ABSTRACT
This paper aims to accentuate the role of marketing as an integrator in integrated care through a marketing mix typology. To do so, this paper adopts a conceptual and contextual route to investigation by using the marketing mix as a conceptual lens to explain the role of marketing as an integrator in the context of integrated care. In doing so, this paper offers fresh insights into how the marketing mix can be reconfigured from a product, price, place, promotion, people, process, physical evidence, packaging, partnership, and policy perspective. Thus, this paper makes a seminal contribution to the interdisciplinary field of health-care marketing by being the first to introduce a new marketing mix typology in the form of a 10 Ps framework for integrated care and to conceptually illustrate how contextualizing the marketing mix can help encourage and facilitate the adoption of and participation in integrated care.
Disclosure statement
No potential conflict of interest was reported by the author(s).
Notes
1. Marketing mix was a concept coined in the 1960s. It did not emerge from empirical research but from marketing theorists. The development of the paper through a conceptual and contextual route was therefore considered by the author and the reviewers as appropriate from its school of thought.

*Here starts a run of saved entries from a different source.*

PR #1735, opened 2026-07-02
fix(#1446): emit Node row objects in SELECT order; intern column-name JsStrings once per result

### LINKED ISSUE #1446: Node row objects in hash order; column-name JsStrings re-interned every row
Parent: #1433

## Why this matters
When a Node user reads a row from `executeNative()`, `Object.keys(row)` comes back in **hash order**, not `SELECT` order — the same bug as Python (#1445), but on the Node side. Any code that assumes column order (CSV headers, `Object.values(row)` positional access) silently breaks, and it disagrees with both the CLI and (once #1445 lands) Python. Separately, every row re-interns each column name into a fresh V8 `JsString`, so a wide-table scan pays O(rows × columns) redundant string creations at the FFI boundary.

`bindings/node/src/value.rs:437-447` — `row_to_object` iterates a `HashMap` (nondeterministic order) and calls `set_named_property` with a freshly created string per cell:
```rust
pub fn row_to_object(
    env: &Env,
    values: &std::collections::HashMap<String, Value>,
) -> Result<JsObject> {
    let mut obj = env.create_object()?;
    for (col_name, value) in values {
        let js_value = value_to_napi(env, value)?;
        obj.set_named_property(col_name, js_value)?;
    }
    Ok(obj)
}
```
`bindings/node/src/database.rs:1271-1277` — the row payload is a `HashMap`, so order is already lost before `resolve()`:
```rust
pub struct QueryResultData {
    rows: Vec<std::collections::HashMap<String, cqlite_core::types::Value>>,
    execution_time_ms: u32,
    columns: Vec<cqlite_core::query::result::ColumnInfo>,
    rows_affected: u32,
}
```
`bindings/node/src/database.rs:1336-1344` — `resolve()` builds each row via `row_to_object` (hash order):
```rust
fn resolve(&mut self, env: napi::Env, output: Self::Output) -> napi::Result<Self::JsValue> {
    let mut result_obj = env.create_object()?;
    let mut rows_arr = env.create_array_with_length(output.rows.len())?;
    for (i, row_values) in output.rows.iter().enumerate() {
        let row_obj = crate::value::row_to_object(&env, row_values)?;
        rows_arr.set_element(i as u32, row_obj)?;
    }
```
`bindings/node/src/database.rs:1355-1371` — the authoritative SELECT column order (`output.columns`, a `Vec<ColumnInfo>`) is already present and iterated separately to build the `columns` array, but is **not** used to order the row properties.
Second caller: `bindings/node/src/streaming.rs:187` also calls `row_to_object(&env, &values)` — its signature change must be handled there too.

1. Thread the ordered column names into row construction. Recommended: change `row_to_object` to take the ordered names and (optionally) precomputed key `JsString`s:
   ```rust
   pub fn row_to_object(
       env: &Env,
       column_names: &[String],       // SELECT order (from ColumnInfo)
       values: &std::collections::HashMap<String, Value>,
   ) -> Result<JsObject> {
       let mut obj = env.create_object()?;
       for name in column_names {
           if let Some(value) = values.get(name) {
               let js_value = value_to_napi(env, value)?;
               obj.set_named_property(name, js_value)?;
           }
       }
       Ok(obj)
   }
   ```
   Invariant to preserve if you refactor differently: property insertion order MUST equal `columns.map(c => c.name)`; V8 preserves string-key insertion order, so ordered `set_named_property` calls are sufficient.
2. Precompute the column-name `JsString`s **once per result**, not per row. In `resolve()` (`database.rs:1336`), before the row loop, build `let col_names: Vec<String> = output.columns.iter().map(|c| c.name.clone()).collect();` (or, to go further, create `napi::JsString` handles once and reuse — `set_named_property` accepts `&str`, so the minimum bar is: derive the ordered `&[String]` once and pass a borrow into every `row_to_object` call). Do not rebuild the name list inside the per-row loop.
3. Update both call sites:
   - `database.rs:1342` → `row_to_object(&env, &col_names, row_values)?`
   - `streaming.rs:187` → pass the streaming result's ordered column names (source them from the same `ColumnInfo` metadata the streaming task already carries; if streaming does not currently retain columns, add the ordered names to its output struct alongside the existing rows).
4. Leave the `columns` array construction (`database.rs:1355-1371`) as-is; it is already correct and is now the single source of order.

## Do NOT
- Do NOT change the `compute()` clone at `database.rs:1329` (`result.rows.iter().map(|r| r.values.clone())`) — that deep-clone→move is **#1447** (W3). Touch only `resolve()` and `row_to_object`.
- Do NOT add Set/Map constructor caching — that is **#1448** (W4). Note: #1448 also modifies `value_to_napi`/`row_to_object`'s call chain to thread a conversion context; if #1448 lands first, thread your ordered-columns parameter through the **same** context struct rather than adding a second parameter. If this issue lands first, keep the signature minimal and expect #1448 to extend it. Coordinate to avoid a merge conflict on `row_to_object`'s signature.
- Do NOT touch Python (`#1445` owns the identical Python bug).

## Tests you must add
`bindings/node/__test__/result.test.js` (Jest; run from `bindings/node`).
Add:
```js
test('Object.keys(row) matches SELECT column order', async () => {
  const db = await Database.open(DATA_DIR, { schema: SCHEMA });
  const result = await db.executeNative('SELECT * FROM test_basic.simple_table LIMIT 5');
  expect(result.rowCount).toBeGreaterThan(0); // fixture present but empty -> FAIL, never skip
  const expected = result.columns.map(c => c.name);
  for (const row of result.rows) {
    expect(Object.keys(row)).toEqual(expected);
  }
  await db.close();
});
```
Add a second case with an explicit reordered projection (`SELECT b, a FROM ...`) asserting `Object.keys(row)` equals `['b','a']`.
Dataset rule: `expect(result.rowCount).toBeGreaterThan(0)` FAILS LOUDLY on present-but-empty datasets — do not guard-skip.
Run: `cd bindings/node && npm run build && npm test -- result.test.js`

## Definition of done
- [ ] `Object.keys(row)` deep-equals `columns.map(c => c.name)` for every row, including a reordered projection
- [ ] Column names derived once per result, not per row; both `database.rs` and `streaming.rs` call sites updated
- [ ] File-size ratchet respected — `bindings/node/src/database.rs` is already 1658L (over threshold per the audit, campsite #1116). Do not grow it; if your change adds net lines, split per the campsite rule (see #1116) or, if a split is out of scope, re-run with `CQLITE_ALLOW_FILE_GROWTH=1` and leave a note linking #1116

pmcfadin:
Closes #1446.

## Problem
`executeNative()`/`executeStreaming()` built Node row objects by iterating a `HashMap`, so `Object.keys(row)` came back in hash order (disagreeing with the `columns` array, the CLI, and Python), and every row re-interned each column-name `JsString` at the FFI boundary (O(rows × columns) redundant string creation).

## Fix (bindings/node only — no cqlite-core public-surface change)
- `value.rs`: new `intern_column_keys()` builds each SELECT-order column-name `JsString` **once per result set**; `row_to_object()` takes those pre-interned key handles and emits properties in authoritative column order (V8 preserves string-key insertion order). Includes a deterministic name-sorted fallback so no cell is ever dropped when column metadata is empty (roborev job 2721).
- `database.rs`: precompute the ordered key handles once before the row loop (not per row).
- `streaming.rs`: thread ordered column names through `StreamingResult`/`NextTask` so streamed rows are emitted in SELECT order too.

## Tests (wiring evidence, real Jest against public API)
`__test__/result.test.js`: `Object.keys(row)` deep-equals `columns.map(c=>c.name)` for `SELECT *`, an explicit reordered projection (`SELECT name, id, age`), and the streaming path. Fail-loud on present-but-empty datasets.

## Notes
- Oracle-driven bug → GitHub issue + pinned parity test; no OpenSpec change.
- `database.rs` is over the campsite file-size threshold (#1116); split out of scope for this focused fix → `CQLITE_ALLOW_FILE_GROWTH=1` ack for +5 lines.

🤖 flow-lead worker

### DIFF
--- a/bindings/node/__test__/result.test.js
+++ b/bindings/node/__test__/result.test.js
@@ -282,11 +282,9 @@ describe('Row property order matches SELECT order (Issue #1446)', () => {
     }
   });
 
-  test('executeNative: every selected column is present on every row (null-filled, never undefined)', async () => {
-    // Locks the null-fill branch: a selected column absent from a row's values
-    // must still appear as a key (emitted as null), so row shape is stable and
-    // Object.keys never diverges from the projection. Missing cells are null,
-    // never undefined/omitted.
+  test('executeNative: every selected column is present on every row (never undefined)', async () => {
+    // For normal projections core populates every selected column, so the row
+    // shape is stable: Object.keys equals the projection and no cell is omitted.
     const cols = ['id', 'name', 'age', 'salary', 'active'];
     const result = await db.executeNative(
       `SELECT ${cols.join(', ')} FROM test_basic.simple_table LIMIT 10`
@@ -295,8 +293,28 @@ describe('Row property order matches SELECT order (Issue #1446)', () => {
     for (const row of result.rows) {
       expect(Object.keys(row)).toEqual(cols);
       for (const k of cols) {
-        expect(row[k]).not.toBeUndefined(); // present as a value or explicit null
+        expect(row[k]).not.toBeUndefined();
       }
+    }
+  });
+
+  test('executeNative: aggregate projection emits no phantom metadata column', async () => {
+    // Regression (#1446 roborev job 2736): aggregate result metadata uses a
+    // fallback name (col_0) while the row value is keyed by the expression name
+    // (Count(*)). A metadata column absent from values must be skipped, not
+    // null-filled — otherwise the row gains a phantom `col_0: null`.
+    const result = await db.executeNative(
+      'SELECT COUNT(*) FROM test_basic.simple_table'
+    );
+    expect(result.rowCount).toBe(1);
+    const row = result.rows[0];
+    const keys = Object.keys(row);
+    // The real aggregate cell is present with a non-null value...
+    expect(keys.length).toBe(1);
+    expect(row[keys[0]]).not.toBeNull();
+    // ...and no phantom null-filled metadata column leaks through.
+    for (const [k, v] of Object.entries(row)) {
+      expect(v === null).toBe(false);
     }
   });
 
--- a/bindings/node/__test__/result.test.js
+++ b/bindings/node/__test__/result.test.js
@@ -241,3 +241,57 @@ describe('QueryResult and ColumnInfo Tests (Issue #303)', () => {
     });
   });
 });
+
+describe('Row property order matches SELECT order (Issue #1446)', () => {
+  let db = null;
+
+  beforeAll(async () => {
+    skipIfNoDatasets();
+    db = await Database.open(global.testPaths.SSTABLES_DIR, {
+      schema: global.testPaths.SCHEMA_BASIC_TYPES,
+    });
+  });
+
+  afterAll(async () => {
+    if (db) {
+      await db.close();
+      db = null;
+    }
+  });
+
+  test('executeNative: Object.keys(row) matches SELECT column order (SELECT *)', async () => {
+    const result = await db.executeNative(
+      'SELECT * FROM test_basic.simple_table LIMIT 5'
+    );
+    // Dataset rule: present-but-empty fixtures FAIL loudly, never skip.
+    expect(result.rowCount).toBeGreaterThan(0);
+    const expected = result.columns.map((c) => c.name);
+    for (const row of result.rows) {
+      expect(Object.keys(row)).toEqual(expected);
+    }
+  });
+
+  test('executeNative: Object.keys(row) honors an explicit reordered projection', async () => {
+    const result = await db.executeNative(
+      'SELECT name, id, age FROM test_basic.simple_table LIMIT 5'
+    );
+    expect(result.rowCount).toBeGreaterThan(0);
+    expect(result.columns.map((c) => c.name)).toEqual(['name', 'id', 'age']);
+    for (const row of result.rows) {
+      expect(Object.keys(row)).toEqual(['name', 'id', 'age']);
+    }
+  });
+
+  test('executeStreaming: Object.keys(row) matches SELECT column order', async () => {
+    const stream = db.executeStreaming(
+      'SELECT name, id, age FROM test_basic.simple_table LIMIT 5'
+    );
+    let seen = 0;
+    for await (const row of stream) {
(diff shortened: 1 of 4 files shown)


pmcfadin:
## roborev convergence note (job history 2721 → 2741)

roborev (codex) ran 5 rounds. Rounds 1-4 findings were fixed in commits:
- **2721**: empty column metadata → `{}` (data loss) → added deterministic extras fallback.
- **2726**: sparse selected column skipped → null-fill (later reconsidered, see below).
- **2728**: length-guard could drop an unmapped extra → detect extras by membership.
- **2731**: per-row `HashSet` rebuild undercut the perf goal → `ColumnKeys` struct built once per result; added null-fill test.
- **2736**: null-fill emitted a **phantom `col_0: null` for aggregates** (verified: `SELECT COUNT(*)` has metadata `[col_0]` but a value keyed `Count(*)`) → removed null-fill, skip absent metadata columns; added aggregate regression test.

**2741 (closed as resolved — refuted):** it reversed 2736, asking to restore null-fill, on the premise that skip-absent 'regresses null shape stability' and 'diverges from execute() which null-fills.' Both are false:
- The **original** `executeNative`/`row_to_object` iterated the values HashMap and emitted **only present cells** (hash order). Skip-absent emits the same key set, now ordered — it regresses nothing; null-fill was never the baseline.
- The JSON `execute()` path (`database.rs:747-759`) also emits `row.values` present-cells-only. Skip-absent is **consistent** with it; null-fill would diverge and reintroduce the aggregate phantom.

Final behavior: SELECT order preserved for normal queries (all cells present → `Object.keys(row)` == `columns.map(c=>c.name)`, verified by the prescribed #1446 tests), correct aggregate output (`{"Count(*)": ...}`, no phantom), no data loss.

**Follow-up for owner (out of scope, cross-cutting):** aggregate result metadata uses a synthetic fallback name (`col_0`) instead of the expression alias, so `metadata.columns` disagrees with row value keys for aggregates in BOTH `execute()` and `executeNative()`. Fixing that is a cqlite-core result-construction change; flagging rather than fixing here.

2. The author adopted a deductive approach to source for prior studies that could offer maiden support to the 10 Ps marketing mix typology for integrated care. In particular, the author performed a Google Scholar search on articles published in ‘marketing’ journals during a 10-year period from ‘2010 to 2019’ using keywords such as ‘health care’, ‘integrated care’, ‘marketing mix’, ‘product’, ‘price’, ‘place’, ‘promotion’, ‘people’, ‘process’, ‘physical evidence’, ‘packaging’, ‘partnership’, and ‘policy’. Google Scholar was selected as the search engine due to its accessibility (i.e., free to use by anyone, anywhere, anytime) and sophistication (i.e., world’s largest academic search engine) (Gusenbauer, Citation2019). The timeframe was limited to one decade in order to account for the most recent developments in health-care marketing (as a timeframe of more than 10 years may indicate reliance to somewhat outdated information), which is a similar, but more refined, timeframe criterion for systematic reviews used by Paul and Mas (Citation2020).